The rest of the market had a volatile session with the FT-SE 100 index performing its own roller-coaster as New York made an uncertain start.

Through most of the session, the index held on to modest gains but when the Dow Jones Average slumped 40 points in its first 15 minutes of trading, shares took fright and Footsie lost 12 points. New York rallied, dragging the index up 8.7. It closed with a 4.4 gain at 3,345.0, highest since February last year.

New York's disjointed performance stemmed from unexpectedly weak US employment figures, producing worries of a recession. Then thoughts of lower interest rates calmed the atmosphere.

The poor jobs figures and other recessionary indicators prompted a US regional bank, the Southwest Bank of St Louis, renowned for being the first to jump, to cut its prime rate.

With Swiss Bank Corporation moving even closer to capturing SG Warburg, up 28p at 768p, speculative attention returned to Kleinwort, with Dresdner, the German bank, reappearing as the favourite to pounce. The shares rose 19p to 680p. Hambros, up 11p to 215p, and Wintrust, 12p to 225p, were also on buyers' lists.

The Warburg advance was probably a play on the terms which, although there is more than two months to wait before the proceeds are distributed, equate to 790p.

Arjo Wiggins Appleton, the packaging and paper group, slipped 6.5p to 263.5p as Kleinwort trimmed its forecast by pounds 10m to pounds 260m. Rexam, formerly Bowater, continued to enjoy its new name, up 9p to 490p. Argyll, the Safeway supermarket chain, dipped 4p to 331p with James Capel negative, but RTZ, helped by firmer copper prices and Barclays de Zoete Wedd support, improved 11p to 823p.

WPP, the advertising group, slipped 3p to 128p on its trading statement. Turnover was again high.

ABN Amro Hoare Govett was thought to have taken a negative stance on Wolseley, the building materials group which must be suffering as US building margins are squeezed. The shares fell 9p to 351p. Earlier this year, they touched 400p. Caradon was caught up in the depression, falling 10p to 250p.

Medeva dipped 2.5p to 245.5p as the market continued to await the signalled Fisons strike. A bid price of 260p seems to have become the popular guess against earlier hopes of 300p. Fisons dipped 2p to 172p. Glaxo Wellcome continued to feel the pinch of bearish US tip-sheet comment, off 2.5p to 720.5p.

Hi-tech, the sports shoe group, gave up 5.5p to 26p as three directors quit.

Gowrings, the Burger King operator and car dealer, rose 4p to 75p following an upbeat trading statement; securities house Brown Shipley expects a profit recovery to pounds 750,000 this year.
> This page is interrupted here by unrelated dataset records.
PR #906, opened 2019-06-21
grad_noise fixes

creatorscan:
changes to eta and itr count to improve val accuracy in early epochs

### DIFF
--- a/espnet/asr/pytorch_backend/asr.py
+++ b/espnet/asr/pytorch_backend/asr.py
@@ -150,8 +150,8 @@ class CustomUpdater(training.StandardUpdater):
         # gradient noise injection
         if self.grad_noise:
             from espnet.asr.asr_utils import add_gradient_noise
-            eta = 0.5  # {0.01,0.3,1.0}
-            duration = 1000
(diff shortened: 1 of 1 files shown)


espnet/asr/pytorch_backend/asr.py
```diff
@@ -150,8 +150,8 @@ def update_core(self):
         # gradient noise injection
         if self.grad_noise:
             from espnet.asr.asr_utils import add_gradient_noise
-            eta = 0.5  # {0.01,0.3,1.0}
-            duration = 1000
+            eta = 1.0  # {0.01,0.3,1.0}
+            duration = 100
             itr = (self.iteration // duration) + 1
             add_gradient_noise(self.model, itr, eta)
```
sw005320: How about change the interface like that?
`add_gradient_noise(self.model, self.iteration, duration=100, eta=0.5, scale_factor=0.55)`

Then, you compute the sigma in `def add_gradient_noise(model, iteration, duration=100, eta=0.5, scale_factor=0.55)`
You can add the explanation of `duration`, `eta`, and `scale_factor` at docstring.

sw005320:
This change is included in #912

Continental Foods, a snack food group, rose 7p to 78p in belated response to Henderson Crosthwaite forecasts.

Rutland Trust sold its remaining 49 per cent of a Yorkshire soft drinks business to Cott, the Canadian group, for pounds 4.25m. Last year, Cott paid pounds 6m for the other 51 per cent. Rutland, with a cash pile of pounds 20m, held at 26p. Capital Industries, where Rutland has a 42 per cent interest, slipped 2p to 146p after it shelved plans to demerge its financial services side.

TAKING STOCK

o Gander, the old gold explorer traded on the 4.2 share market, continues to attract support. Greig Middleton, advising shareholders to take up a pounds 7m cash call, says the shares will have an asset backing of 20p by 1997 when profits will top pounds 1m.

The company, run by the Vaughan brothers who founded the Juliana's leisure group which was acquired by Wembley six years ago, concentrates on letting residential property in Kensington and Chelsea. The rights are at 8.5p against a market price of 7.75p. A full listing is planned next year.

o Harmony Property, where the Perloff family has acquired a 5.5 per cent interest, remains the subject of speculation with talk another share build up is under way. Identity of a big buyer earlier this week has yet to be disclosed. The shares held at 4.5p.